Overview
“Failure is central to engineering. Every single calculation that an engineer makes is a failure calculation. Successful engineering is all about understanding how things break or fail.”
"Failure is central to engineering." This sentiment perfectly encapsulates the essence of engineering biology, a discipline that constantly learns from both successes and setbacks.
Biological engineering, through the rigorous application of knowledge, aims to solve problems and develop new technologies and products. It offers an unbiased lens that enables systematic thought and analysis of assumptions and approximations in design. This mindset not only defines what is known, but also embraces the unknown, fostering innovation and creativity.
Just as mature engineering fields like aircraft engineering have advanced through the years, we too are on the path to achieving enhanced predictability and control in biology.
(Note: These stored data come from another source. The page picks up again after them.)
PR #1825, opened 2023-03-14
chore: update docs for verifier version

asraa:
See script https://github.com/slsa-framework/slsa-verifier/pull/530 for SHA verification


laurentsimon (approved):

asraa:
Why is it complaining about `--branch` when that's changed in this PR?

```
verifier hash verification has passed
Usage:
  slsa-verifier [flags]
  slsa-verifier [command]

Available Commands:
  completion         Generate the autocompletion script for the specified shell
  help               Help about any command
  verify-artifact    Verifies SLSA provenance on artifact blobs given as arguments (assuming same provenance)
  verify-image       Verifies SLSA provenance on a container image
  verify-npm-package Verifies SLSA provenance for an npm package tarball [experimental]
  version            Prints the version

Flags:
  -h, --help   help for slsa-verifier

Use "slsa-verifier [command] --help" for more information about a command.

unknown flag: --branch
```

ianlewis:
> Why is it complaining about `--branch` when that's changed in this PR?

It looks like `generate-builder` is checking out the source code from `refs/tags/v1.2.2`.

https://github.com/slsa-framework/slsa-github-generator/blob/13bd59d67f5aeff4317cd943f7cb2bbc8e6d2049/.github/workflows/pre-submit.actions.yml#L305

And we run various actions and scripts from that checkout.

https://github.com/slsa-framework/slsa-github-generator/blob/13bd59d67f5aeff4317cd943f7cb2bbc8e6d2049/.github/actions/generate-builder/action.yml#L78

I'm actually not sure what the right thing to do is here but it feels wrong to me that we are running actions and scripts from the checkout. We should just be using the source code from the checkout to build the builder (I think?).

asraa:
> It looks like generate-builder is checking out the source code from refs/tags/v1.2.2.

Hmm I assumed that this would checkout the source code from the action reference like here https://github.com/slsa-framework/slsa-github-generator/blob/13bd59d67f5aeff4317cd943f7cb2bbc8e6d2049/.github/workflows/builder_go_slsa3.yml#L122

and then pull the builder from v1.2.2 -- this is the one that downloads from the release and uses slsa verifier.

asraa:
Updated to include an optional `builder-ref`. Otherwise, this test was not really acting as a presubmit. It was always checking out v1.2.2's source.

asraa:
Blocked by https://github.com/slsa-framework/slsa-github-generator/pull/1836

.github/actions/generate-builder/action.yml
```diff
@@ -67,11 +70,11 @@ runs:
...
         VERIFIER_REPOSITORY: slsa-framework/slsa-verifier # The repository to download the pre-built verifier binary from.
         VERIFIER_RELEASE_BINARY: slsa-verifier-linux-amd64 # The name of the verifier binary in the release assets.
-        VERIFIER_RELEASE_BINARY_SHA256: b1d6c9bbce6274e253f0be33158cacd7fb894c5ebd643f14a911bfe55574f4c0 # The expected hash of the verifier binary.
-        VERIFIER_RELEASE: v1.3.2 # The version of the verifier to download.
+        VERIFIER_RELEASE_BINARY_SHA256: 538e5346784ddab14189dd66fb995e49c69247985a364558ad3b44e1fbff04cf # The expected hash of the verifier binary.
+        VERIFIER_RELEASE: v2.1.0 # The version of the verifier to download.
 
         COMPILE_BUILDER: "${{ inputs.compile-builder }}"
-        BUILDER_REF: "${{ inputs.ref }}"
+        BUILDER_REF: "${{ inputs.builder-ref || inputs.ref }}"
```
laurentsimon, line 77: Can you add a comment why we need the `||`. By default we take the `builder-ref` but if empty we take the `ref`, why?

.github/actions/generate-builder/action.yml
```diff
@@ -67,11 +70,15 @@ runs:
...
         VERIFIER_RELEASE_BINARY: slsa-verifier-linux-amd64 # The name of the verifier binary in the release assets.
-        VERIFIER_RELEASE_BINARY_SHA256: b1d6c9bbce6274e253f0be33158cacd7fb894c5ebd643f14a911bfe55574f4c0 # The expected hash of the verifier binary.
-        VERIFIER_RELEASE: v1.3.2 # The version of the verifier to download.
+        VERIFIER_RELEASE_BINARY_SHA256: 538e5346784ddab14189dd66fb995e49c69247985a364558ad3b44e1fbff04cf # The expected hash of the verifier binary.
+        VERIFIER_RELEASE: v2.1.0 # The version of the verifier to download.
 
         COMPILE_BUILDER: "${{ inputs.compile-builder }}"
-        BUILDER_REF: "${{ inputs.ref }}"
+        # NOTE: If a builder reference is specified, then we will download this version of the builder.
+        # Otherwise, we sue the same tag reference as the source.
```
laurentsimon, line 78: bit: sue -> use

.github/workflows/pre-submit.actions.yml
```diff
@@ -299,10 +299,14 @@ jobs:
...
+      - name: Detect the builder ref
+        id: detect
+        uses: ./.github/actions/detect-workflow
       - uses: ./.github/actions/generate-builder
         with:
-          repository: "slsa-framework/slsa-github-generator"
-          ref: "refs/tags/v1.2.2"
+          repository: ${{ steps.detect.output.repository }}
+          ref: ${{ steps.detect.outputs.ref }}
+          builder-ref: "refs/tags/v1.2.2"
```
laurentsimon, line 309: should the value of `builder-ref` be retrieved dynamically? Example, the latest version or is does not really matter?
Can you add a comment about it?

asraa: > should the value of builder-ref be retrieved dynamically?

For users outside of this, we should not be retrieving dynamically. That will cause problems like the cosign-installer problems.

It should always be the detected workflow reference.

asraa: I added a small comment about avoiding fetching dynamically and that it should always match the reusable workflow reference for callers outside of presubmit.

laurentsimon: Thanks.

asraa: This was always hard-coded - we don't need to update it. We are testing that any builder version can be fetched from the releases and verified.

There is no canonical builder version to bump here.

asraa: We could invoke via a matrix if you wanted to test all? but one was the only path we were testing.

laurentsimon: sorry, I got confused. I checked the code and it makes sense now. The only reason we're setting`ref: ${{ steps.detect.outputs.ref }}` is because it's a required field, but it's not actually used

We are excited to contribute to this frontier as an iGEM participant and be part of the development of biological engineering's tools and practices. With perseverance and dedication, we aim to demonstrate engineering excellence while pushing the boundaries of what is possible in synthetic biology.
Have they used models to meaningfully predict the behavior of their system or guide their experimental or design choices, or alternatively, have they subsequently built models that characterize and explain how their system works?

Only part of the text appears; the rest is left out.